Lukram Ojit Kumar, Sharma Ramkishor
LifeSan Clinical Research, Division of Centaur Pharmaceuticals Pvt. Ltd, Centaur House, Near Hotel Grand Hyatt, Vakola, Santacruz (E), Mumbai, 400055, India.
Biomed Chromatogr. 2014 Aug;28(8):1147-55. doi: 10.1002/bmc.3136. Epub 2014 Feb 24.
A simple and sensitive liquid chromatography tandem mass spectrometry method has been developed for the quantification of ambrisentan (AMB) in human plasma using midazolam (MID) as an internal standard (IS). Chromatographic separation was performed using a Beta Basic-8 (50 × 4.6 mm, 5 µm) column with an isocratic mobile phase. AMB and MID were detected with proton adducts at m/z 379.09 → 303.12 and 326.15 → 291.14 in multiple reaction monitoring-positive mode, respectively. A solid-phase extraction method was used for extraction of the analyte and IS from the plasma samples. The method was shown to be reproducible and reliable with within-run precision <11%, between-run precision <14% and linear concentration range from 10.0 to 2000.2 ng/mL, with a correlation coefficient (r(2) ) of >0.995. The method was successfully applied to a pharmacokinetic study of oral administration of AMB (10 mg) in 24 healthy Indian male human volunteers under fasting conditions.
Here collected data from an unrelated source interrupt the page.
PR #2315, opened 2026-07-16
fix(gateway): honor tty flag for interactive exec

emonq:
## Summary

Honor the requested TTY mode throughout the interactive SSH relay. When TTY is disabled, the gateway skips PTY allocation and ignores resize events, preserving pipe-based execution semantics.

## Related Issue

Fixes #2228

## Changes

- Pass `ExecSandboxRequest.tty` through the interactive exec relay.
- Request an SSH PTY only when `tty=true`.
- Forward terminal resize events only for PTY-backed sessions.
- Add E2E regression coverage verifying all three standard file descriptors are non-TTY with `tty=false` and TTY-backed with `tty=true`.

## Testing

- `mise run pre-commit` all passed.
- `cargo test -p openshell-server interactive_exec --lib` — 10 passed.
- `e2e/python/test_sandbox_api.py::test_sandbox_interactive_exec_honors_tty` against a Docker-backed gateway — 1 passed.
- `cargo fmt --all -- --check` — passed.
- Ruff format and lint checks — passed.

- [x] `mise run pre-commit` passes
- [x] Unit tests added/updated — existing focused unit tests passed; behavior is covered by E2E.
- [x] E2E tests added/updated (if applicable)

## Checklist

- [x] Follows [Conventional Commits](https://www.conventionalcommits.org/)
- [x] Commits are signed off (DCO)
- [ ] Architecture docs updated (if applicable)

PR #2316, opened 2026-07-16
fix(server): respect tty flag in ExecSandboxInteractive

### LINKED ISSUE #2228: [Bug]: ExecSandboxInteractive ignores tty=false and always allocates a PTY
### Agent Diagnostic

I traced the `ExecSandboxInteractive` request from the protobuf API through the gateway SSH relay.

The start message reuses `ExecSandboxRequest`, which contains a `tty` boolean described as requesting a pseudo-terminal. However, the gateway's interactive exec implementation currently calls `request_pty()` unconditionally and does not use the value of `req.tty`.

As a result, an interactive streaming request with `tty=false` still runs inside a PTY.

This prevents clients from using the bidirectional exec RPC for pipe-based protocols such as stdio MCP, which require:

* persistent streaming stdin;
* stdout and stderr to remain separate;
* no terminal echo or line discipline;
* no PTY newline or control-sequence processing.

### Description

`ExecSandboxInteractive` should respect the `tty` field in its initial `ExecSandboxRequest`.

When `tty=true`, the gateway should request a PTY and forward window resize events.

When `tty=false`, the gateway should skip the SSH PTY request and ignore resize events while continuing to stream stdin, stdout, and stderr.

### Reproduction Steps

The public Python SDK does not currently expose a bidirectional exec method. The following reproduction therefore invokes the generated gRPC client directly to test the gateway's public protobuf RPC.

This is not intended as an example of supported Python SDK usage. It demonstrates the server-side behavior of `ExecSandboxInteractive` when its start request contains `tty=false`.

1. Create a ready sandbox.
2. Invoke `ExecSandboxInteractive` through a generated gRPC client:
```python
import sys
import threading

from openshell import SandboxClient
from openshell._proto import openshell_pb2 as pb


PROBE = (
    "[ -t 0 ] && echo STDIN_TTY || echo STDIN_NOTTY; "
    "[ -t 1 ] && echo STDOUT_TTY || echo STDOUT_NOTTY; "
    "[ -t 2 ] && echo STDERR_TTY || echo STDERR_NOTTY"
)


def run_interactive(client, sandbox_id, tty):
    done = threading.Event()

    request = pb.ExecSandboxRequest(
        sandbox_id=sandbox_id,
        command=["/bin/sh", "-c", PROBE],
        tty=tty,
        timeout_seconds=20,
    )

    def requests():
        yield pb.ExecSandboxInput(start=request)
        done.wait(timeout=30)

    print(f"\nRPC: ExecSandboxInteractive")
    print(f"Requested tty: {tty}")
    print("Remote result:")

    try:
        responses = client._stub.ExecSandboxInteractive(
            requests(),
            timeout=40,
        )

        for event in responses:
            payload = event.WhichOneof("payload")

            if payload == "stdout":
                sys.stdout.buffer.write(event.stdout.data)
                sys.stdout.buffer.flush()

            elif payload == "stderr":
                sys.stderr.buffer.write(event.stderr.data)
                sys.stderr.buffer.flush()

            elif payload == "exit":
                print(f"Exit code: {event.exit.exit_code}")
                break
    finally:
        done.set()


def main():
    if len(sys.argv) != 2:
        raise SystemExit(
            f"Usage: {sys.argv[0]} <sandbox-name>"
        )

    client = SandboxClient.from_active_cluster()

    try:
        sandbox = client.get(sys.argv[1])

        run_interactive(
            client,
            sandbox.id,
            tty=False,
        )

        run_interactive(
            client,
            sandbox.id,
            tty=True,
        )
    finally:
        client.close()


if __name__ == "__main__":
    main()

```

3. Run the script and observe the output.

### Current behavior

The gateway accepts the request but unconditionally sends an SSH PTY allocation request. The process therefore observes terminal-backed file descriptors despite `tty=false`. The result generated from the above script would be:

```
RPC: ExecSandboxInteractive
Requested tty: False
Remote result:
STDIN_TTY
STDOUT_TTY
STDERR_TTY
Exit code: 0

RPC: ExecSandboxInteractive
Requested tty: True
Remote result:
STDIN_TTY
STDOUT_TTY
STDERR_TTY
Exit code: 0
```

The result shows that whatever value `tty` is set, pty is always allocated, which may incur unexpected behaviors in some applications.

### Expected contract

One of the following behaviors should be explicitly implemented:

1. Honor `tty=false` by executing with ordinary pipes and preserving separate stdout and stderr streams; or
2. Reject `tty=false` with `INVALID_ARGUMENT` and document that `ExecSandboxInteractive` is PTY-only.

Silently accepting and ignoring the field makes the protobuf contract ambiguous.

### Environment

- OS: Ubuntu 24.04.4 LTS
- Docker: Docker version 29.5.3
- OpenShell: 0.0.80
- Latest Release Checked: yes
- Possible duplicates checked: yes

### Logs

```shell

```

### Agent-First Checklist

- [x] I checked the latest OpenShell release and either reproduced the issue there or explained why I cannot upgrade/test it
- [x] I searched existing issues for possible duplicates or explained why I could not

letv1nnn:
## Summary
ExecSandboxInteractive accepted `tty=false` in the start request but unconditionally allocated a PTY over SSH, causing processes to always observe terminal-backed file descriptors. This PR threads the tty flag through the interactive exec call chain and guards `request_pty` and window_change behind it.

## Related Issue
Fixes #2228 

## Changes
- Thread tty: bool through `stream_interactive_exec_over_relay` and `run_interactive_exec_with_russh`
- Guard `request_pty` and window_change behind if tty
- Add unit test for `tty=false` validation

## Reproduction

Used the reproduction script from #2228 to verify behavior before and after the fix.

**Before:**
image

**After:**
image

## Testing

## Checklist

### DIFF
--- a/crates/openshell-server/src/grpc/sandbox.rs
+++ b/crates/openshell-server/src/grpc/sandbox.rs
@@ -2627,6 +2627,21 @@ mod tests {
     }
 
     #[test]
+    fn interactive_exec_accepts_tty_false() {
+        use openshell_core::proto::exec_sandbox_input;
+        let msg = ExecSandboxInput {
+            payload: Some(exec_sandbox_input::Payload::Start(ExecSandboxRequest {
+                sandbox_id: "test-id".to_string(),
+                command: vec!["bash".to_string()],
+                tty: false,
+                ..Default::default()
+            })),
+        };
+        let req = validate_interactive_exec_start(Some(msg)).unwrap();
+        assert!(!req.tty);
+    }
+
+    #[test]
     fn interactive_exec_accepts_valid_start() {
         use openshell_core::proto::exec_sandbox_input;
         let msg = ExecSandboxInput {
--- a/crates/openshell-server/src/grpc/sandbox.rs
+++ b/crates/openshell-server/src/grpc/sandbox.rs
@@ -1287,6 +1287,7 @@ pub(super) async fn handle_exec_sandbox_interactive(
     let timeout_seconds = req.timeout_seconds;
     let cols = if req.cols == 0 { 80 } else { req.cols };
     let rows = if req.rows == 0 { 24 } else { req.rows };
+    let tty = req.tty;
 
     let sandbox_id = sandbox.object_id().to_string();
 
@@ -1314,6 +1315,7 @@ pub(super) async fn handle_exec_sandbox_interactive(
             timeout_seconds,
             cols,
             rows,
+            tty,
         )
         .await
         {
@@ -1634,6 +1636,7 @@ async fn stream_interactive_exec_over_relay(
     timeout_seconds: u32,
     cols: u32,
     rows: u32,
+    tty: bool,
 ) -> Result<(), Status> {
     let command_preview: String = command
         .chars()
@@ -1658,6 +1661,7 @@ async fn stream_interactive_exec_over_relay(
         input_stream,
         cols,
         rows,
+        tty,
         tx.clone(),
     );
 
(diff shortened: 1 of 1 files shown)


johntmyers:
dupe of #2315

已开发出一种简单且灵敏的液相色谱串联质谱法,以咪达唑仑(MID)作为内标(IS),用于定量测定人血浆中的安立生坦(AMB)。使用Beta Basic - 8(50×4.6 mm,5 µm)色谱柱和等度流动相进行色谱分离。在多反应监测阳性模式下,分别在m/z 379.09→303.12和326.15→291.14处检测到AMB和MID的质子加合物。采用固相萃取法从血浆样品中提取分析物和内标。该方法具有重现性和可靠性,批内精密度<11%,批间精密度<14%,线性浓度范围为10.0至2000.2 ng/mL,相关系数(r(2))>0.995。该方法已成功应用于24名健康印度男性人类志愿者在禁食条件下口服AMB(10 mg)的药代动力学研究。